• _Assignment_
Reproduce all of the data exactly, with no line skipped.

-=-=-=-=-

Issue #3141, opened 2024-11-28
Check quote expiry in outgoing payment worker


mkurapov:
## Context
Currently, we check the `expiresAt` of the quote during outgoing payment creation. If it is valid, we create the outgoing payment, store it in the DB.

Once the payment is funded, the outgoing payments worker starts processing the payment, whether that is local or over ILP. If the payment fails, it will stay in the SENDING state and the worker will keep retrying it (up to some maximum number of times).

In the worker, however, we do not check the expiry of the quote. The quote could expire between the time when we created the payment, and when it is being processed (or retried) in the worker. We should prevent processing an outgoing payment for an expired quote. (good spot would be in `lifecycle.ts > handleSending`)

## Todos
- [ ] Prevent outgoing payment being processed for expired quotes (mark it as FAILED). Make sure the `outgoing_payment.failed` webhook is correctly sent.

CollinsMunene:
Hi @mkurapov , would it be correct to state that, a quote is marked as expired if the expiresAt time of the quote is less than or equal to the time the outgoing payment was created?

mkurapov:
@CollinsMunene yes :+1: 

and to confirm, outgoing payment should _not_ be retried.

CollinsMunene:
Okay, so here is the implementation attached,
The payment is only retried if the payment state is "SENDING", so by throwing the PaymentFailed event, it changes the payment state to FAILED as well as sends the outgoing_payment.failed webhook.

Kindly confirm if this is okay.
The implementation:
<img width="752" alt="implementation" src="https://github.com/user-attachments/assets/64d207d2-20f7-49d2-901f-e3f74cda2a7f">

The Webhook:
<img width="339" alt="payment_state" src="https://github.com/user-attachments/assets/aa9b370a-41ef-4701-aa3d-e44101597a9c">

The outgoing payment body after:
<img width="576" alt="webhook" src="https://github.com/user-attachments/assets/63e933b3-e007-4bda-8da0-7aa210652660">

CollinsMunene:
Hi @mkurapov, I also noticed on the webhooks, can we also add an error description. For example, when the outgoing_payment.failed is raised when the quote expiry time has reached. The webhook does not really say why it has failed. It would be nice to see a reason like "quote has expired"

or even in any other instance of failure, makes it easy to debug.

mkurapov:
Hi @CollinsMunene, 

> The webhook does not really say why it has failed. It would be nice to see a reason like "quote has expired"

[...]

PR #3173, opened 2024-12-11
feat(backend): Check quote expiry in outgoing payment worker (#3141)

CollinsMunene:
Check quote expiry in outgoing payment worker (#3141)

## Context
Currently, we check the expiresAt of the quote during outgoing payment creation. If it is valid, we create the outgoing payment, store it in the DB.

Once the payment is funded, the outgoing payments worker starts processing the payment, whether that is local or over ILP. If the payment fails, it will stay in the SENDING state and the worker will keep retrying it (up to some maximum number of times).

In the worker, however, we do not check the expiry of the quote. The quote could expire between the time when we created the payment, and when it is being processed (or retried) in the worker. We should prevent processing an outgoing payment for an expired quote. (good spot would be in lifecycle.ts > handleSending)

Also, so as to enable better error handling and debugging, we should add a new lifecycle error for showing quote has expired.

## Checklist

- [ ] Related tasks linked at issue #3141
- [ ] Added check if payment quote has expired under lifecycle.handleSending
- [ ] Added QuoteExpired under LifecycleError enum


packages/backend/src/open_payments/payment/outgoing/lifecycle.ts
```diff
@@ -17,6 +17,11 @@ export async function handleSending(
 ): Promise<void> {
   if (!payment.quote) throw LifecycleError.MissingQuote
 
+  // Check if the current time is greater than or equal to when the Quote should be expiring
```
mkurapov, line 20: Let's add a test for this case

mkurapov (commented):
Thank you for the PR @CollinsMunene !

packages/backend/src/open_payments/payment/outgoing/lifecycle.ts
CollinsMunene: Hi Max, I have been looking to add the test here at (service.test.ts) potentially something similar to ('processNext' test) or ('fund').
Is this correct?

CollinsMunene: Pull Request made

mkurapov (commented):
Looks good @CollinsMunene ! I think just need to run `pnpm format` in the root of the repo

mkurapov (approved):
Thank you!

mkurapov:
Merging @CollinsMunene!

-=-=-=-=-

• _Output of the exercise_
Issue #3141, opened 2024-11-28
Check quote expiry in outgoing payment worker


mkurapov:
## Context
Currently, we check the `expiresAt` of the quote during outgoing payment creation. If it is valid, we create the outgoing payment, store it in the DB.

Once the payment is funded, the outgoing payments worker starts processing the payment, whether that is local or over ILP. If the payment fails, it will stay in the SENDING state and the worker will keep retrying it (up to some maximum number of times).

In the worker, however, we do not check the expiry of the quote. The quote could expire between the time when we created the payment, and when it is being processed (or retried) in the worker. We should prevent processing an outgoing payment for an expired quote. (good spot would be in `lifecycle.ts > handleSending`)

## Todos
- [ ] Prevent outgoing payment being processed for expired quotes (mark it as FAILED). Make sure the `outgoing_payment.failed` webhook is correctly sent.

CollinsMunene:
Hi @mkurapov , would it be correct to state that, a quote is marked as expired if the expiresAt time of the quote is less than or equal to the time the outgoing payment was created?

mkurapov:
@CollinsMunene yes :+1: 

and to confirm, outgoing payment should _not_ be retried.

CollinsMunene:
Okay, so here is the implementation attached,
The payment is only retried if the payment state is "SENDING", so by throwing the PaymentFailed event, it changes the payment state to FAILED as well as sends the outgoing_payment.failed webhook.

Kindly confirm if this is okay.
The implementation:
<img width="752" alt="implementation" src="https://github.com/user-attachments/assets/64d207d2-20f7-49d2-901f-e3f74cda2a7f">

The Webhook:
<img width="339" alt="payment_state" src="https://github.com/user-attachments/assets/aa9b370a-41ef-4701-aa3d-e44101597a9c">

The outgoing payment body after:
<img width="576" alt="webhook" src="https://github.com/user-attachments/assets/63e933b3-e007-4bda-8da0-7aa210652660">

CollinsMunene:
Hi @mkurapov, I also noticed on the webhooks, can we also add an error description. For example, when the outgoing_payment.failed is raised when the quote expiry time has reached. The webhook does not really say why it has failed. It would be nice to see a reason like "quote has expired"

or even in any other instance of failure, makes it easy to debug.

mkurapov:
Hi @CollinsMunene, 

> The webhook does not really say why it has failed. It would be nice to see a reason like "quote has expired"

[...]

PR #3173, opened 2024-12-11
feat(backend): Check quote expiry in outgoing payment worker (#3141)

CollinsMunene:
Check quote expiry in outgoing payment worker (#3141)

## Context
Currently, we check the expiresAt of the quote during outgoing payment creation. If it is valid, we create the outgoing payment, store it in the DB.

Once the payment is funded, the outgoing payments worker starts processing the payment, whether that is local or over ILP. If the payment fails, it will stay in the SENDING state and the worker will keep retrying it (up to some maximum number of times).

In the worker, however, we do not check the expiry of the quote. The quote could expire between the time when we created the payment, and when it is being processed (or retried) in the worker. We should prevent processing an outgoing payment for an expired quote. (good spot would be in lifecycle.ts > handleSending)

Also, so as to enable better error handling and debugging, we should add a new lifecycle error for showing quote has expired.

## Checklist

- [ ] Related tasks linked at issue #3141
- [ ] Added check if payment quote has expired under lifecycle.handleSending
- [ ] Added QuoteExpired under LifecycleError enum


packages/backend/src/open_payments/payment/outgoing/lifecycle.ts
```diff
@@ -17,6 +17,11 @@ export async function handleSending(
 ): Promise<void> {
   if (!payment.quote) throw LifecycleError.MissingQuote
 
+  // Check if the current time is greater than or equal to when the Quote should be expiring
```
mkurapov, line 20: Let's add a test for this case

mkurapov (commented):
Thank you for the PR @CollinsMunene !

packages/backend/src/open_payments/payment/outgoing/lifecycle.ts
CollinsMunene: Hi Max, I have been looking to add the test here at (service.test.ts) potentially something similar to ('processNext' test) or ('fund').
Is this correct?

CollinsMunene: Pull Request made

mkurapov (commented):
Looks good @CollinsMunene ! I think just need to run `pnpm format` in the root of the repo

mkurapov (approved):
Thank you!

mkurapov:
Merging @CollinsMunene!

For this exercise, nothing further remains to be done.